▸ WHAT YOU WILL DO:
Please transcribe exactly, and only, the lines of the data below between the line holding "the actual GCC_jlls." and the line holding "to compile all", inclusive.

▸ Data records:
● ● ● ●
PR #4753, opened 2022-04-14
Try building a `GCCBootstrap_jll` using `crosstool-ng`

staticfloat:
TODO before merging:

- [X] Cleanup `glibc` patches!  Note that we're building against glibc 2.19
  on all platforms right now; this is fine, because this glibc is not
  what will be used in production, and it mostly affects what version of
  glibc must be available on the _host_ system when compiling, not on the
  _target_ system when running things built with this compiler.  So by
  using 2.19 here, we simply make it impossible to use BinaryBuilder on
  ancient CentOS systems, which I'm okay with.

- [X] Build for `musl`

- [X] Build for windows; supposedly we can build against mingw32.

- [x] Fix case-insensitivity issues

- [x] Fix ARM default arch level

- [x] Fix weird `musl` linkage problem:
```
/tmp/bin # ./x86_64-linux-gnu-readelf -d ./x86_64-linux-gnu-gcc

Dynamic section at offset 0x1f7a18 contains 21 entries:
 0x0000000000000001 (NEEDED)             Shared library: [libc.musl-.so.1]
```

UPDATE: This will be fixed by a new RootFS containing: https://github.com/JuliaPackaging/Yggdrasil/pull/4762, which is currently in a PR at https://github.com/JuliaPackaging/BinaryBuilderBase.jl/pull/237

### DIFF
--- a/G/GCCBootstrap/build_tarballs.jl
+++ b/G/GCCBootstrap/build_tarballs.jl
@@ -1,0 +1,130 @@
+# Note that this script can accept some limited command-line arguments, run
+# `julia build_tarballs.jl --help` to see a usage message.
+using BinaryBuilder, Pkg
+
+name = "GCCBootstrap"
+version = v"9.4.0"
+
+# Collection of sources required to complete build
+sources = [
+    # crosstool-ng will provide the build script
+    ArchiveSource("http://crosstool-ng.org/download/crosstool-ng/crosstool-ng-1.25.0_rc1.tar.bz2",
+                  "8a839df71bea7b2c411447b41b917f2142482df171733ddb92d615cec2f0f43a"),
+
+    # We provide some configs for crostool-ng
+    DirectorySource("./bundled"),
+
+    # crosstool-ng can download the files, but we'd rather download them ourselves
+    FileSource("http://mirrors.kernel.org/gnu/gcc/gcc-9.4.0/gcc-9.4.0.tar.xz",
+               "c95da32f440378d7751dd95533186f7fc05ceb4fb65eb5b85234e6299eb9838e"),
+    FileSource("https://mirrors.kernel.org/gnu/mpfr/mpfr-4.1.0.tar.xz",
+               "0c98a3f1732ff6ca4ea690552079da9c597872d30e96ec28414ee23c95558a7f"),
+    FileSource("https://mirrors.kernel.org/gnu/mpc/mpc-1.2.1.tar.gz",
+               "17503d2c395dfcf106b622dc142683c1199431d095367c6aacba6eec30340459"),
+    FileSource("https://gcc.gnu.org/pub/gcc/infrastructure/isl-0.24.tar.bz2",
+               "fcf78dd9656c10eb8cf9fbd5f59a0b6b01386205fe1934b3b287a0a1898145c0"),
+    FileSource("https://mirrors.kernel.org/gnu/gmp/gmp-6.2.1.tar.xz",
+               "fd4829912cddd12f84181c3451cc752be224643e87fac497b69edddadc49b4f2"),
+    FileSource("http://mirrors.kernel.org/pub/linux/kernel/v4.x/linux-4.1.49.tar.xz",
+               "ff2e0ea5c536650aef64447c3aaa49c1a25e8f1db4ec4f7da700d3176f512ba8"),
+    FileSource("https://mirrors.kernel.org/gnu/glibc/glibc-2.19.tar.xz",
+               "2d3997f588401ea095a0b27227b1d50cdfdd416236f6567b564549d3b46ea2a2"),
+    FileSource("https://musl.libc.org/releases/musl-1.2.2.tar.gz",
+               "9b969322012d796dc23dda27a35866034fa67d8fb67e0e2c45c913c3d43219dd"),
+    FileSource("https://sourceforge.net/projects/mingw-w64/files/mingw-w64/mingw-w64-release/mingw-w64-v9.0.0.tar.bz2",
+               "1929b94b402f5ff4d7d37a9fe88daa9cc55515a6134805c104d1794ae22a4181"),
+    FileSource("https://github.com/madler/zlib/archive/refs/tags/v1.2.11.tar.gz",
+               "629380c90a77b964d896ed37163f5c3a34f6e6d897311f1df2a7016355c45eff",
+               filename="zlib-1.2.11.tar.gz"),
+    FileSource("http://mirrors.kernel.org/gnu/ncurses/ncurses-6.2.tar.gz",
+               "30306e0c76e0f9f1f0de987cf1c82a5c21e1ce6568b9227f7da5b71cbea86c9d"),
+    FileSource("http://mirrors.kernel.org/gnu/libiconv/libiconv-1.16.tar.gz",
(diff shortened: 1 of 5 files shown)


G/GCCBootstrap/build_tarballs.jl
```diff
@@ -0,0 +1,107 @@
...
+# Generate the appropriate crosstool-ng config file for our current target
+${WORKSPACE}/srcdir/gen_config.sh > .config
+./ct-ng upgradeconfig
+./ct-ng build
+[[ -f "${bindir}/${bb_target}-gcc" ]]
+"""
+
+# These are the platforms we will build for by default, unless further
+# platforms are passed in on the command line
+platforms = filter(p -> Sys.islinux(p), supported_platforms())
```
giordano, line 95:
```suggestion
platforms = filter(Sys.islinux, supported_platforms())
```
Why only Linux?  What for the other systems?

G/GCCBootstrap/build_tarballs.jl
```diff
@@ -0,0 +1,107 @@
...
+sources = [
+    # crosstool-ng will provide the build script
+    ArchiveSource("http://crosstool-ng.org/download/crosstool-ng/crosstool-ng-1.25.0_rc1.tar.bz2",
+                  "8a839df71bea7b2c411447b41b917f2142482df171733ddb92d615cec2f0f43a"),
+
+    # We provide some configs for crostool-ng
+    DirectorySource("./bundled"),
+
+    # crosstool-ng can download the files, but we'd rather download them ourselves
+    FileSource("http://mirrors.kernel.org/gnu/gcc/gcc-9.4.0/gcc-9.4.0.tar.xz",
```
giordano, line 18: Why these are FileSources instead of ArchiveSources? crosstools-ng expects the unpacked archives?

giordano (commented):
First round of comments

giordano:
> So by
using 2.19 here, we simply make it impossible to use BinaryBuilder on
ancient CentOS systems, which I'm okay with.

To be clear: this isn't the compiler that will be used in BinaryBuilder? Otherwise my concern is that we're actively going to break existing packages for users on old systems, which isn't great.

G/GCCBootstrap/build_tarballs.jl
staticfloat: I will add Windows for sure, but I don't think FreeBSD or macOS are supported by crosstool-ng.  I may try to add support, but that's going to have to wait for a while.   See my overall comment about the purpose of this package for more details.

G/GCCBootstrap/build_tarballs.jl
staticfloat: Yes, precisely.  crosstool-ng wants to unpack and patch the sources itself.

G/GCCBootstrap/build_tarballs.jl
```diff
@@ -0,0 +1,107 @@
...
+
+# Build crosstool-ng for the current host
+./configure --enable-local
+make -j${nproc}
+
+# Generate the appropriate crosstool-ng config file for our current target
+${WORKSPACE}/srcdir/gen_config.sh > .config
+./ct-ng upgradeconfig
+./ct-ng build
+[[ -f "${bindir}/${bb_target}-gcc" ]]
```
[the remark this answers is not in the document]
staticfloat: I think this is a leftover from when I was writing scripts that used `target` internally.

staticfloat:
These are all great questions.  Let me start by giving more of a history of how I got here:

* In the beginning, I wanted to compile a nice little standalone `GCC_jll` that could be hooked together with a `Glibc_jll` and a `Binutils_jll`, and a `LinuxKernelHeaders_jll`, etc...  That work is sitting here: https://github.com/JuliaPackaging/Yggdrasil/tree/sf/gcc but bootstrapping is such a giant pain in the neck that I wanted to give up the complexity of bootstrapping to instead focus on simply building each product in isolation.  This _vastly_ reduces the amount of work necessary to get things working, but it introduces a new dependency: we need a base C compiler and libc that are already compiled for the target platform.  To be precise, we need a `build -> host` compiler in order to build a `host -> target` compiler.  We already have one of those for all of our current platforms, so I could generate `GCC_jll` packages, but then when we want to add a new platform, we'd be in trouble.  For this reason, I realized we'll never truly escape the bootstrapping problem.

* I thought about reverting back to the bootstrapping configuration we've had until now, but rebelled at the thought.  Then I discovered crosstool-ng, and realized that I could separate concerns here: I can use ct-ng to build a working cross-toolchain for each target, then use that compiler to do a much simpler build for all of the other components.  Therefore, I extract the work of getting a bootstrap build onto crosstool-ng, and then use that to do whatever other builds I want in the presence of a fully-functional cross-compiler.

* This also breaks the need for the initial bootstrap to be quite as restricted as the target toolchain.  The GCC that we build technically doesn't need to run everywhere, it just needs to generate code that runs everywhere.  We can build GCC against glibc 2.19, and then at build time have it link the code it generates against glibc 2.12.2, and that will work just fine for BB.  The compiler may be using a newer glibc to run, but when it builds, it uses whatever glibc is placed within the target sysroot.

* In principle, we don't actually need a GCCBootstrap at all.  We only need a functional cross-compiler.  Theoretically, we could use Clang to do the bootstrapping.  But I'm not going to fully embrace that because I know that compiling Glibc with Clang is a pain, so for `*-linux-gnu` at the very least, we're not going to attempt that.  On macOS and FreeBSD however, there is a possibility that we can use Clang as our "bootstrap compiler" in order to generate the actual GCC_jlls.

* Therefore, my proposed "compiler shard creation flow" for this is as follows:

1) Bootstrapping step: Create `GCCBootstrap_jll` and `ClangBootstrap_jll`.  These are fully-self-contained compiler shards that are used only by our future `GCC_jll` and `Clang_jll` recipes.
2) Use `GCCBootstrap_jll` to compile all the various versions of `GCC_jll`, `Glibc_jll`, `Binutils_jll`, etc...
3) Use `GCC_jll`, `Glibc_jll`, `Binutils_jll`, etc... anywhere we need a compiler, including Base CI, BinaryBuilder, etc...  In [my branch](https://github.com/JuliaPackaging/Yggdrasil/tree/sf/gcc), I have a sketch of what these recipes look like, as well as [a branch of BBB](https://github.com/JuliaPackaging/BinaryBuilderBase.jl/compare/sf/gcc_bootstrap_capabilities?expand=1) that adds a `CrossPlatform <: AbstractPlatform` that makes it easy to describe an artifact that has a `host` and a `target`.  With this, we will be able to do things like just download `GCC_jll`, then ask it for a particular `CrossPlatform` and get an artifact directory back out.  And this is precisely what BB will do.

G/GCCBootstrap/build_tarballs.jl
```diff
@@ -0,0 +1,107 @@
+# Note that this script can accept some limited command-line arguments, run
+# `julia build_tarballs.jl --help` to see a usage message.
+using BinaryBuilder, Pkg
+
+name = "GCCBootstrap"
+version = v"9.4.0"
```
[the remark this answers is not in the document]
staticfloat: As explained in my comment; these aren't the final compilers that are going to be used by BB. :)

staticfloat:
Merging for now; will work on ClangBootstrap later.

PR #4755, opened 2022-04-14
Add MPIPreferences as a dependency and rebuild LAMMPS

vchuravy:


vchuravy:
cc: @eschnett @giordano

vchuravy:
@giordano is anyone going to get annoyed at me at adding a dependency without tagging a new version?

PR #4762, opened 2022-04-15
Fix musl SONAME

staticfloat:
Without this, our default `musl` in the BB rootfs has the SONAME `libc.musl-.so.1`:

```
# readelf -d /lib/libc.musl-x86_64.so.1 

Dynamic section at offset 0x94928 contains 18 entries:
 0x000000000000000e (SONAME)             Library soname: [libc.musl-.so.1]
```

Note that this doesn't really affect things built with BB, it only affects things built by an `apk`-supplied GCC.

### DIFF
--- a/M/Musl/build_tarballs.jl
+++ b/M/Musl/build_tarballs.jl
@@ -29,7 +29,7 @@ musl_arch()
     esac
 }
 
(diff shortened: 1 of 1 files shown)


staticfloat:
Confirmed that the issue is fixed here.

PR #4765, opened 2022-04-15
New recipe: High Performance Tensor Transposition library (v1.0.5)

Jutho:
This adds the HPTT library (High Performance Tensor Transposition), original version here:
https://github.com/springer13/hptt

I plan to use this library in forthcoming versions of [TensorOperations.jl](https://github.com/Jutho/TensorOperations.jl), and it can also be useful to other tensor libraries.

The patch fixes compatibility with clang, and corresponds to the changes of PR https://github.com/springer13/hptt/pull/16 .

While the library promises dedicated optimisations for the ARM platform, these lead to compiler issues ( believe the original source file does contain bugs or is broken), so I decided to fall back to the general build flags on this platform and to disable specific optimisations.

On Intel platforms, I enable avx optimisations, which yields a warning that I cannot assume these to be present. The library does not support switching avx on or off at runtime, so the only way around would be to have separate builds based on the availability of AVX, which I do not know how to realise using BinaryBuilder. I assume most users would actually have AVX available.

### DIFF
--- a/H/HPTT/build_tarballs.jl
+++ b/H/HPTT/build_tarballs.jl
@@ -1,0 +1,52 @@
+using BinaryBuilder, Pkg
+
+name = "HPTT"
+version = v"1.0.5"
+
+# Collection of sources required to complete build
+sources = [
+    GitSource("https://github.com/springer13/hptt.git", "a55c2a927d5462e81abeb12081fd345024caf5f6"),
+    DirectorySource("./bundled"),
+]
+
+# Bash recipe for building across all platforms
+script = raw"""
+atomic_patch -p1 $WORKSPACE/srcdir/patches/clang_compatibility.patch
+mkdir -p ${libdir}
+mkdir -p ${includedir}
+export hpttdir=${WORKSPACE}/srcdir/hptt
+cp ${hpttdir}/include/* ${includedir}
+export CXXFLAGS="-O3 -std=c++11 -DNDEBUG -fopenmp -fPIC"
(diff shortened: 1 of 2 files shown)


giordano:
Wow, the recipe is pretty well-done for a first-time contributor!

> so the only way around would be to have separate builds based on the availability of AVX, which I do not know how to realise using BinaryBuilder.

We actually do have the means to target multiple microarchitectures, but we need to still fix a few minor bugs in the auditor (for example https://github.com/JuliaPackaging/BinaryBuilder.jl/pull/1194 and https://github.com/JuliaPackaging/BinaryBuilderBase.jl/pull/233) in addition to fixing what build Pkg should fall back on when the current system doesn't match the available microarchitectures.  Also, it was suggested to revise the sets and names of microarchitectures we should target: https://github.com/JuliaPackaging/BinaryBuilderBase.jl/pull/233#pullrequestreview-919580905

Jutho:
Thanks, this went smooth. It took inspiration from a related package (TBLIS), but it still took me about a day to get everything correct and tested (mostly because of the rather primitive build process of this particular library).

One issue I noticed is that, in `run_wizard()`, the github repository was cloned into `${WORKSPACE}/srcdir/hptt.git`, but then when actually running `build_tarballs` this was `${WORKSPACE}/srcdir/hptt.git` so I had to modify the script.

giordano:
Ugh.  Would you mind filing an issue in https://github.com/JuliaPackaging/BinaryBuilder.jl?

PR #4768, opened 2022-04-15
Update DynarePreprocessor to v6.0.0

MichelJuillard:


giordano:
Did this fix the issue on macOS you mentioned to me?

MichelJuillard:
Yes @giordano . It turns out that streambuffer::in_avail() returns 0 under macOS rather than the length of the buffer as in the other operating systems. I made a patch to evaluate the length of the buffer differently, using peek(). I will send you a small example tomorrow.

giordano:
Awesome!  I'm going to restart CI after we updated BinaryBuilder with #4769 and then I'll merge the PR.  Thanks!

giordano:
Side note: it isn't a good practice to open a pull request from a branch with the same name as the branch you want to merge into.  You should always create a _new_ branch for each new pull request.

PR #97, opened 2019-09-26
Add builder for lz4

giordano:
Indirect dependency of GTK, see #62

PR #4773, opened 2022-04-17
add SCS build using Pardiso solver through MKL

kalmarek:


giordano:
> so the question to @giordano (and maybe @bodono) is: can we avoid linking against `libmkl_gnu_thread`?

If that was possible, maybe you could just link to libblastrampoline and forget about MKL?

S/SCS_MKL/build_tarballs.jl
```diff
@@ -0,0 +1,44 @@
...
+# Collection of sources required to build SCSBuilder
+sources = [
+    GitSource("https://github.com/cvxgrp/scs.git", "c785d2fad46a30f1d43764d682509d0b56e5c64f")
+]
+
+# Bash recipe for building across all platforms
+script = raw"""
+cd $WORKSPACE/srcdir/scs*
+scsflags="DLONG=1 USE_OPENMP=0 BLAS32=1 NOBLASSUFFIX=1"
+mklflags="-L${prefix}/lib -Wl,--no-as-needed -lmkl_rt -lmkl_gnu_thread -lmkl_core -lpthread -lm -ldl"
```
giordano, line 15: Not sure `-Wl,--no-as-needed` is needed (see what I did there)

S/SCS_MKL/build_tarballs.jl
```diff
@@ -0,0 +1,44 @@
...
+]
+
+# The products that we will ensure are always built
+products = [
+    LibraryProduct("libscsmkl", :libscsmkl, dont_dlopen=true),
+]
+
+# Dependencies that must be installed before this package can be built
+dependencies = [
+    Dependency("MKL_jll", v"2022.0.0"),
```
giordano, line 40: If you want to build against a specific version of MKL, you likely want to specify also the compat, with
```suggestion
    Dependency("MKL_jll"; compat="2022.0.0"),
```

S/SCS_MKL/build_tarballs.jl
kalmarek: `-Wl, --no-as-needed` is suggested by intel: https://www.intel.com/content/www/us/en/developer/tools/oneapi/onemkl-link-line-advisor.html and therefore is also here:
https://github.com/cvxgrp/scs/blob/c785d2fad46a30f1d43764d682509d0b56e5c64f/scs.mk#L136
I don't feel competent to change any of those ;)

ViralBShah:
Can't we just use `libmkl_rt`?

kalmarek:
> Can't we just use `libmkl_rt`? IIRC, the `gnu` stuff is not available on mac and windows.
If I drop `-Wl,--no-as-needed` I get plenty of undefined symbols, however dropping `-lmkl_gnu_thread`... works just fine ;D

so maybe it's not really needed? @bodono ?

giordano:
I believe dropping `-lmkl_gnu_thread` would be the best, if possible, at which point you could also just use libblastrampoline if you want.  My understanding was that MKL internally opens the threading library it needs at runtime, but I never spent much time actually digging into what it does, so I may well be very much wrong.

ViralBShah:
We really just want to go through LBT eventually.

kalmarek:
@ViralBShah but isn't linking against LBT missing julia-lts?

giordano:
Yes, there are a couple of issues with using libblastrampoline in Julia v1.6.

kalmarek:
ok; I'd be happiest to keep it available to julia-lts as well.

bodono:
> > Can't we just use `libmkl_rt`? IIRC, the `gnu` stuff is not available on mac and windows.
> 
> If I drop `-Wl,--no-as-needed` I get plenty of undefined symbols, however dropping `-lmkl_gnu_thread`... works just fine ;D
> 
> so maybe it's not really needed? @bodono ?

I don't really understand MKL linking flags, I put those there because the online tool told me to use them and it made the [tests pass](https://github.com/cvxgrp/scs/actions/runs/1976389540). I would love to get rid of them if possible and make the install easier to maintain over multiple platforms. One thing to check though is whether or not MKL is able to be multi-threaded if it is not linked to a threading library, since that's where a lot of the speedup comes from.

ViralBShah:
How will the user of SCS.jl pick between the openblas and the MKL linked JLLs? 

I do think the right way is to use LBT across the JuMP ecosystem of solvers.

kalmarek:
I can enable other platforms and let's see how it fares. Though I believe scs Makefile supports only Linux with mkl?

@bodono I can confirm that even without `-lmkl_gnu_thread` I can see multiple cores loaded when using `scs`
The number of loaded cores (for all solvers) corresponds to `OMP_NUM_THREADS` env variable. This is something that I don't really understand since we compile both libs with `OPENMP=0`. what does this flag control?

On my toy problem `MKLDirectSolver` is ~1.5× faster taking 17s vs 24s by the vanilla `DirectSolver`. Also note the displayed warning; Is there anything we should do about it?
```
------------------------------------------------------------------
               SCS v3.2.1 - Splitting Conic Solver
        (c) Brendan O'Donoghue, Stanford University, 2012
------------------------------------------------------------------
problem:  variables n: 7382, constraints m: 12836
cones:    z: primal zero / dual free vars: 5455
          s: psd vars: 7381, ssize: 1
settings: eps_abs: 1.0e-08, eps_rel: 1.0e-08, eps_infeas: 1.0e-07
          alpha: 1.50, scale: 1.00e-01, adaptive_scale: 1
          max_iters: 20000, normalize: 1, rho_x: 1.00e-06
          acceleration_lookback: -10, acceleration_interval: 10
lin-sys:  sparse-direct-mkl-pardiso
          nnz(A): 57566, nnz(P): 0
OMP: Warning #97: Requested number of active parallel levels "-2147483648" is negative; ignored. 
------------------------------------------------------------------
 iter | pri res | dua res |   gap   |   obj   |  scale  | time (s)
------------------------------------------------------------------
     0| 1.57e+02  9.96e-01  2.61e+02 -1.69e+02  1.00e-01  6.23e-02 
   250| 1.02e-02  4.52e-04  1.19e-02 -2.04e+00  1.00e-01  7.23e-01 
   500| 8.76e-03  4.95e-04  2.23e-02 -1.86e+00  1.00e-01  1.45e+00 
   750| 1.12e-02  3.98e-04  1.30e-01 -1.27e+00  1.00e-01  2.20e+00 
    [...]
  5250| 5.51e-07  3.30e-08  2.94e-06 -2.80e-01  1.00e-01  1.59e+01 
  5500| 5.50e-08  5.82e-09  8.11e-08 -2.80e-01  1.00e-01  1.66e+01 
  5700| 5.27e-08  1.45e-09  4.33e-09 -2.80e-01  1.00e-01  1.72e+01 
------------------------------------------------------------------
status:  solved
timings: total: 1.72e+01s = setup: 5.79e-02s + solve: 1.72e+01s
         lin-sys: 2.80e+00s, cones: 1.34e+01s, accel: 4.16e-01s
------------------------------------------------------------------
objective = -0.280407
------------------------------------------------------------------
```
vs.
```
------------------------------------------------------------------
               SCS v3.2.0 - Splitting Conic Solver
        (c) Brendan O'Donoghue, Stanford University, 2012
------------------------------------------------------------------
problem:  variables n: 7382, constraints m: 12836
cones:    z: primal zero / dual free vars: 5455
          s: psd vars: 7381, ssize: 1
settings: eps_abs: 1.0e-08, eps_rel: 1.0e-08, eps_infeas: 1.0e-07
          alpha: 1.50, scale: 1.00e-01, adaptive_scale: 1
          max_iters: 20000, normalize: 1, rho_x: 1.00e-06
          acceleration_lookback: -10, acceleration_interval: 10
lin-sys:  sparse-direct
          nnz(A): 57566, nnz(P): 0
------------------------------------------------------------------
 iter | pri res | dua res |   gap   |   obj   |  scale  | time (s)
------------------------------------------------------------------
     0| 1.57e+02  9.96e-01  2.61e+02 -1.69e+02  1.00e-01  6.45e-03 
   250| 1.02e-02  4.52e-04  1.19e-02 -2.04e+00  1.00e-01  9.64e-01 
   500| 8.74e-03  4.96e-04  2.33e-02 -1.86e+00  1.00e-01  2.03e+00 
   750| 1.13e-02  4.07e-04  5.91e-02 -1.58e+00  1.00e-01  3.09e+00 
    [...]
  5250| 1.05e-07  1.31e-08  2.84e-07 -2.80e-01  1.00e-01  2.27e+01 
  5500| 1.12e-07  1.48e-09  1.65e-07 -2.80e-01  1.00e-01  2.38e+01 
  5550| 1.14e-07  1.33e-09  3.66e-10 -2.80e-01  1.00e-01  2.40e+01 
------------------------------------------------------------------
status:  solved
timings: total: 2.41e+01s = setup: 3.84e-02s + solve: 2.40e+01s
         lin-sys: 2.81e+00s, cones: 1.94e+01s, accel: 6.05e-01s
------------------------------------------------------------------
objective = -0.280408
------------------------------------------------------------------
```

kalmarek:
@ViralBShah `MKLDirectSolver` is added to `SCS.available_solvers` if `MKL_jll` is loaded _before_ `SCS`. Then user is free to choose the linear solver defining `JuMP.optimizer_with_attributes(SCS.Optimizer, "linear_solver"=>SCS.MKLDirectSolver)`.

We would rather not link against LBT at this moment, at least until its issues on julia-lts (i.e. 1.6) are resolved.

ViralBShah:
On windows, the error is because it can't find MKL, and on mac it is an unknown linker flag. I think these both ought to be fixable. Ok to merge this now and do a new PR to work on the other platforms eventually - but I feel it is possible to somehow make them work.

kalmarek:
Those guys somehow build on linking to `mkl_*` on windows:
https://github.com/JuliaPackaging/Yggdrasil/blob/8be19820afa24ff817185f3c53c4d20786a8add3/M/MUMPS/MUMPS_seq_MKL/build_tarballs.jl#L21
but they're compiling with `gfortran` As for now I'll comment those platforms as suggested.

kalmarek:
ready to be merged!

kalmarek:
Thanks guys for all the comments!

bodono:
Nice work getting this checked in!

> @bodono I can confirm that even without `-lmkl_gnu_thread` I can see multiple cores loaded when using `scs` The 
number of loaded cores (for all solvers) corresponds to `OMP_NUM_THREADS` env variable. This is something that I don't really understand since we compile both libs with `OPENMP=0`. what does this flag control?

Maybe it should be one of [`USE_OPENMP`](https://www.cvxgrp.org/scs/api/compile_flags.html) or [`_OPENMP`](https://www.ibm.com/docs/en/xffbg/121.141?topic=code-openmp-preprocessor-macro-conditional-compilation) (note underscore)? In any case, all that flag is doing is allowing some of the for-loops within SCS to be parallelized using openMP. It has no control over linked packages like MKL.

> OMP: Warning #97: Requested number of active parallel levels "-2147483648" is negative; ignored. 

This warning is very strange, any idea what's causing it?

PR #4777, opened 2022-04-18
[Pfapack] Convert to 64-bit API

xrq-phys:
Sorry I was using default 32-bit API and sending a bunch of 32-bit calls to `libblastrampoline` which is by default undefined in Julia. Currently


giordano:
> and sending a bunch of 32-bit calls to libblastrampoline which is by default undefined in Julia

I guess you just need a 32-bit BLAS to forward the calls to: https://github.com/giordano/OpenBLAS32.jl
● ● ● ●
▸ TASK RESULT:
* In principle, we don't actually need a GCCBootstrap at all.  We only need a functional cross-compiler.  Theoretically, we could use Clang to do the bootstrapping.  But I'm not going to fully embrace that because I know that compiling Glibc with Clang is a pain, so for `*-linux-gnu` at the very least, we're not going to attempt that.  On macOS and FreeBSD however, there is a possibility that we can use Clang as our "bootstrap compiler" in order to generate the actual GCC_jlls.

* Therefore, my proposed "compiler shard creation flow" for this is as follows:

1) Bootstrapping step: Create `GCCBootstrap_jll` and `ClangBootstrap_jll`.  These are fully-self-contained compiler shards that are used only by our future `GCC_jll` and `Clang_jll` recipes.
2) Use `GCCBootstrap_jll` to compile all the various versions of `GCC_jll`, `Glibc_jll`, `Binutils_jll`, etc...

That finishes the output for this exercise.